Mar
20
Written by:
host
3/20/2009 7:00 AM
One week ago today, my family gathered in Wisconsin to celebrate the life of my grandmother, who died recently at the age of 93. She was a wonderful woman who leaves behind a legacy of love. Each of us wore one of her butterfly pins on our clothing, and she had many of them. As the pastor remarked at her funeral, in her apartment you could close your eyes, spin around, and wherever you looked next it was very likely you'd see a butterfly. In symbolic form, resurrection was all around us.
We of course are in the liturgical season of Lent right now, but the pastor is indeed right. Resurrection is all around us...
- when a homeless dad and his son get a painting gig, and then another, giving them hope that they can make it until summer...

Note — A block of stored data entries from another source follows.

PR #377, opened 2016-09-20
Closes AgileVentures/MetPlus_tracker#410

jeanwei:
- job seekers permit job developer to apply job for them by default
- job seekers are able to update permission on job developer applying job for them from their edit profile page
- logics is added in jobs_controller #apply
- rspec and cucumber tests are updated accordingly

### DIFF
--- a/app/controllers/jobs_controller.rb
+++ b/app/controllers/jobs_controller.rb
@@ -167,28 +167,50 @@ class JobsController < ApplicationController
 			return
 		end
 
-    if pets_user == @job_seeker || ( @job_seeker.consent && pets_user == @job_seeker.job_developer ) # to be removed once authorize is set properly
-      begin
-        job_app = @job.apply @job_seeker
-    	# ActiveRecord::RecordInvalid is raised when validation at model level fails
-    	# ActiveRecord::RecordNotUnique is raised when unique index constraint on the database is violated
-      rescue ActiveRecord::RecordInvalid, ActiveRecord::RecordNotUnique  => e
-        flash[:alert] = "#{@job_seeker.full_name(last_name_first: false)} has already applied to this job."
+    # if pets_user == @job_seeker || ( @job_seeker.consent && pets_user == @job_seeker.job_developer ) # to be removed once authorize is set properly
+    #   begin
+    #     job_app = @job.apply @job_seeker
+    # 	# ActiveRecord::RecordInvalid is raised when validation at model level fails
+    # 	# ActiveRecord::RecordNotUnique is raised when unique index constraint on the database is violated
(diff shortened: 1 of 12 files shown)


app/views/job_seekers/_form.html.haml
```diff
@@ -36,6 +36,13 @@
 
   - @address_form = js
   = render partial: 'address/addressform', locals: {fields_for_name: 'address'}
+
+  .form-group
+    .col-sm-2.control-label
+      =js.check_box :consent, {}, "true", "false"
+    .col-sm-6
+      =js.label :consent, 'By checking the box, you are giving consent to your job developer to submit a job application to a job on your behalf.'
```
patmbolger: Suggested wording:

> By checking the box to the right, you are giving consent to your job developer to submit applications to jobs on your behalf.

spec/controllers/jobs_controller_spec.rb
```diff
@@ -838,6 +838,23 @@
       end
     end
 
+    describe "invalid application as job developer: without job seeker's consent"do
```
patmbolger: please add space between describe string and `do`

app/controllers/jobs_controller.rb
```diff
@@ -167,7 +167,7 @@ def apply
 			return
 		end
 
-    if pets_user == @job_seeker || pets_user == @job_seeker.job_developer  # to be removed once authorize is set properly
+    if pets_user == @job_seeker || ( @job_seeker.consent && pets_user == @job_seeker.job_developer ) # to be removed once authorize is set properly
```
patmbolger: Suggest breaking this logic into separate statements so that we know whether we cannot apply to a job (as JD) because 1) the JS is not assigned to the user, or, 2) the JS has not given consent.

Then, change line 188 to issue error message depending on which condition applies.

jeanwei:
Thanks for the review. Code has updated as suggested. Please review to see if there is anything missed out.

app/views/job_seekers/_form.html.haml
```diff
@@ -36,6 +36,13 @@
 
   - @address_form = js
   = render partial: 'address/addressform', locals: {fields_for_name: 'address'}
+
+  .form-group
+    .col-sm-2.control-label
+      =js.check_box :consent, {}, "true", "false"
+    .col-sm-6
+      =js.label :consent, 'By checking the box to the right, you are giving consent to your job developer to submit applications to jobs on your behalf.'
```
patmbolger: OK, I'm officially losing it!  This should read:
```
By checking the box to the left, .....
```
Because, of course, the box *is* actually to the left of the text.  

Very sorry for that ....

- when a business that once was struggling to survive finds a new niche in this economy and gives new life to a community...
- when four male robins simultaneously land on the tree outside my window during a depressing March day, causing me to break out with a smile...
- when a church openly takes steps to embrace the GLBTQ persons in their community, declaring the doors to be wide open to all...
- when a politician votes to ban the impoverishing interest rates charged by the state's "check-to-cash" businesses...
- when a couple chooses to resolve their differences by seeing a counselor for the first time instead of letting the wounds fester...
- when a new youth group starts in a so-called "dying" church, or an existing one begins a new caring ministry in the congregation...
- when a person of faith becomes re-energized for ministry in her local church after eight years of inactivity...
- when a young college student finds affirmation and grace and open minds for the first time from the people he meets in a campus ministry.
As we grow closer to Easter, many inside and outside the church will say or think that resurrection is about the resuscitation of a corpse. But as Robin Meyers and many others have reminded us, "...the conviction of the followers of Jesus that he was still with them was itself the resurrection" (76). It is incumbent upon us, today's followers of Jesus, to remind the world that resurrection is about the many mysteries of our human existence, the hope we have for the redemption of the world, the continuation of an old faith rather than the start of a new one. Like the many butterflies which filled my grandmother's apartment, the sign and proof of resurrection is the many people who live as Easter people each and every day.